Uno dei punti più solidi del pregiudizio comunista è il “caso Stalin” utilizzato in modo strategico e tattico per inoculare una avversione preconcetta al comunismo. Col “caso  Stalin” gli autori che hanno partecipato alla stesura del saggio dimostrano  il semplicismo delle interpretazioni circolanti. Senza idolatrie riportano Stalin al quadro storico internazionale  e ridimensionano la visione mefistofelica attuale facendo riferimenti a studiosi e storici che nel silenzio dell’industria culturale riscrivono una storia ritenuta da tanti ormai acquisita. In realtà tutto è da ricostruire,  e al centro di tale operazione culturale e politica  si deve porre al centro, come affermava il compianto Costanzo Preve, “il capire prima dell’appartenere”.  La criminalizzazione di un “singolo” capace con la sua nefasta presenza e con i suoi ordini di causare stragi, purghe e olocausti è un tipico pregiudizio proiettivo.
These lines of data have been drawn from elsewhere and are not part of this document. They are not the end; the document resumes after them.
PR #6937, opened 2025-01-09
Add deepseek autotp

Yejing-Lai:
Deepseek including Multi-Head Latent Attention(MLA) and MoE.

For MLA TP, we need to skip two low-rank layers("q_a_proj" and "kv_a_proj_with_mqa)
For Deepseek MoE, tp_parse gets this moe layer name is layer_idx.down_proj, it is hard to add the policy, so we set the down_proj  layer to all_reduce_linears default.

PR #6964, opened 2025-01-21
Enabled high-performance Automatic Tensor Parallelism (auto TP) for the MoE models on multiple GPUs/HPUs

gyou2021:
Reduced the routed experts' AllReduce operation times per MoE layer to ONCE for the MoE models such as Qwen2-MoE and DeepSeek-V2. The results of all selected routed experts per layer on GPU/HPU cards will be gathered ONCE using the AllReduce operation, instead of gathering each selected routed expert individually or by the number of selected routed experts. This change will greatly increase performance.
In addition to modifying auto_tp.py, the following files should be updated: modeling_qwen2_moe.py and modeling_deepseek_v2.py. Add the following code after the weighted sum of the output of the selected experts per MoE layer. 
if is_deepspeed_available():
            if dist.is_initialized():
                dist.all_reduce(final_hidden_states, op=dist.ReduceOp.SUM)
Notes: final_hidden_states is the result of the weighted sum of the output of the selected experts per MoE layer.

### DIFF
--- a/CONTRIBUTING.md
+++ b/CONTRIBUTING.md
@@ -13,7 +13,7 @@ pre-commit install
 Afterwards, our suite of formatting tests run automatically before each `git commit`. You
 can also run these manually:
 ```bash
-pre-commit run --all-files
+pre-commit run --files  $(git diff --name-only master)
 ```
 If a formatting test fails, it will fix the modified code in place and abort
 the `git commit`. After looking over the changes, you can `git add <modified files>`
--- a/README.md
+++ b/README.md
@@ -3,8 +3,8 @@
 [![Downloads](https://static.pepy.tech/badge/deepspeed)](https://pepy.tech/project/deepspeed)
 [![Build](https://badgen.net/badge/build/check-status/blue)](#build-pipeline-status)
 [![OpenSSF Best Practices](https://www.bestpractices.dev/projects/9530/badge)](https://www.bestpractices.dev/projects/9530)
-[![Twitter](https://img.shields.io/twitter/follow/MSFTDeepSpeed)](https://twitter.com/intent/follow?screen_name=MSFTDeepSpeed)
-[![Japanese Twitter](https://img.shields.io/badge/%E6%97%A5%E6%9C%AC%E8%AA%9ETwitter-%40MSFTDeepSpeedJP-blue)](https://twitter.com/MSFTDeepSpeedJP)
+[![Twitter](https://img.shields.io/twitter/follow/DeepSpeedAI)](https://twitter.com/intent/follow?screen_name=DeepSpeedAI)
+[![Japanese Twitter](https://img.shields.io/badge/%E6%97%A5%E6%9C%AC%E8%AA%9ETwitter-%40DeepSpeedAI_JP-blue)](https://twitter.com/DeepSpeedAI_JP)
 [![Chinese Zhihu](https://img.shields.io/badge/%E7%9F%A5%E4%B9%8E-%E5%BE%AE%E8%BD%AFDeepSpeed-blue)](https://www.zhihu.com/people/deepspeed)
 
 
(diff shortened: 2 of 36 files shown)


delock:
Hi @gyou2021 , There is another PR for DeepSeek autotp in this link https://github.com/microsoft/DeepSpeed/pull/6937  What is relationship of your PR to this previous PR regarding on functionality?

@Yejing-Lai can you take a look at this PR?

deepspeed/module_inject/auto_tp.py
```diff
@@ -258,7 +260,9 @@ def update_policy_list(policy_list, new_module, new_gems):
             for i, policy in enumerate(policy_list):
                 # if module already exists in policy, combine gems and remove duplicates
                 if policy[0] == type(new_module):
-                    new_gems = set(new_gems + policy[1])
+                    #new_gems = set(new_gems + policy[1])
+                    print('new_gems ,policy[1] type', type(new_gems), type(policy[1]))
+                    new_gems = (new_gems + policy[1])
```
delock, line 265: Why does `new_gems+policy[1]`  change from a set  (ensures no duplicate item) to a normal concat operation?

gyou2021:
> Hi @gyou2021 , There is another PR for DeepSeek autotp in this link #6937 What is relationship of your PR to this previous PR regarding on functionality?
> 
> @Yejing-Lai can you take a look at this PR?

The difference lies in how the results of the weighted sum of routed experts per layer in the MoE are gathered. In my understanding, each selected routed expert per layer was gathered individually in https://github.com/microsoft/DeepSpeed/pull/6937, meaning the gathering time was proportional to the number of selected routed experts per layer. In this PR, the results are gathered once per layer, regardless of the number of selected routed experts.

deepspeed/module_inject/auto_tp.py
gyou2021: Because _"TypeError: can only concatenate list (not "set") to list"_ exists in new_gems = set(new_gems + policy[1]).  
Fixed it with new_gems = list(set(new_gems + policy[1])). It can ensure no duplicate items and no errors. 
The revised code was submitted.

delock:
Hi @gyou2021 , thanks for this optimization.  As we reviewed internally, need to figure out a way to turn on this optimization through knobs in model config.json file.  In that way this optimization won't break workloads that does not utilize this optimization.

Plus: I think it will be even more user friendly if the colasced allredcuce could be injected by AutoTP.  But as I reviewed with @gyou2021 , this seems tricky because no proper injection point can be captured by process nn.module.   @tohtana @loadams @tjruwase @Yejing-Lai if you have an idea we can discuss in this thread.

gyou2021:
> Hi @gyou2021 , thanks for this optimization. As we reviewed internally, need to figure out a way to turn on this optimization through knobs in model config.json file. In that way this optimization won't break workloads that does not utilize this optimization.
> 
> Plus: I think it will be even more user friendly if the colasced allredcuce could be injected by AutoTP. But as I reviewed with @gyou2021 , this seems tricky because no proper injection point can be captured by process nn.module. @tohtana @loadams @tjruwase @Yejing-Lai if you have an idea we can discuss in this thread.

Added support for the environment variable DS_MOE_EXPERTS_REDUCE_ONCE, which indicates whether the MoE expert all-reduce once optimization was enabled. If the value of DS_MOE_EXPERTS_REDUCE_ONCE is true, that is the optimization was enabled, the Auto_TP will execute corresponding operations to some linear layers.

delock:
Hi @loadams, this PR is now ready to review.  This PR allows user to explicitly turns off allreduce in experts for AutoTP tensor parallel inference, inorder to delay the allreduce until all experts are reduced locally.  Thanks!

deepspeed/module_inject/auto_tp.py
```diff
@@ -17,6 +17,11 @@
 from deepspeed.module_inject.tp_shard import get_shard_size, get_shard_size_list
 from deepspeed.utils import groups
 from deepspeed.module_inject.layers import is_autotp_training_mode
+<<<<<<< HEAD
+import os
+import ast
+=======
+>>>>>>> origin/master
```
hwchen2017, line 24: Line 20, 23 and 24 make all unit tests failed.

Il sistema liberale esalta e idolatra il singolo imprenditore capace come novello Demiurgo di modellare la storia, Stalin è il contraltare del positivo, egli fu responsabile di tutto singolarmente, tale visione semplicistica e demenziale è creduta, questa è mia aggiunta, poiché si vive nel mito dell’uomo imprenditore che ha obliterato la storia come cammino dei popoli per sostituirla con singole personalità nelle quali riporre il “bene e il male”. I popoli sono solo comparse senza rilevanza:

“Al di là della semplificazione per cui Stalin appaia già un dittatore assoluto in grado di decidere da solo qualsiasi cosa, occorre ribadire la debolezza effettiva del radicamento territoriale del Partito bolscevico nelle campagne, la frequente mancanza di rapporti attendibili e collaboratori validi nei territori periferici, e la conseguente difficoltà di governare un Paese sterminato sulla base di soli rapporti scritti, dimostratisi spesso e volentieri erronei sotto molteplici punti di vista per varie ragioni. Per capire tali processi occorrerebbe in realtà rimettere in gioco la premessa stessa che l’URSS costituisse un totalitarismo in cui il vertice politico disponesse di un controllo assoluto sulla società[1]”.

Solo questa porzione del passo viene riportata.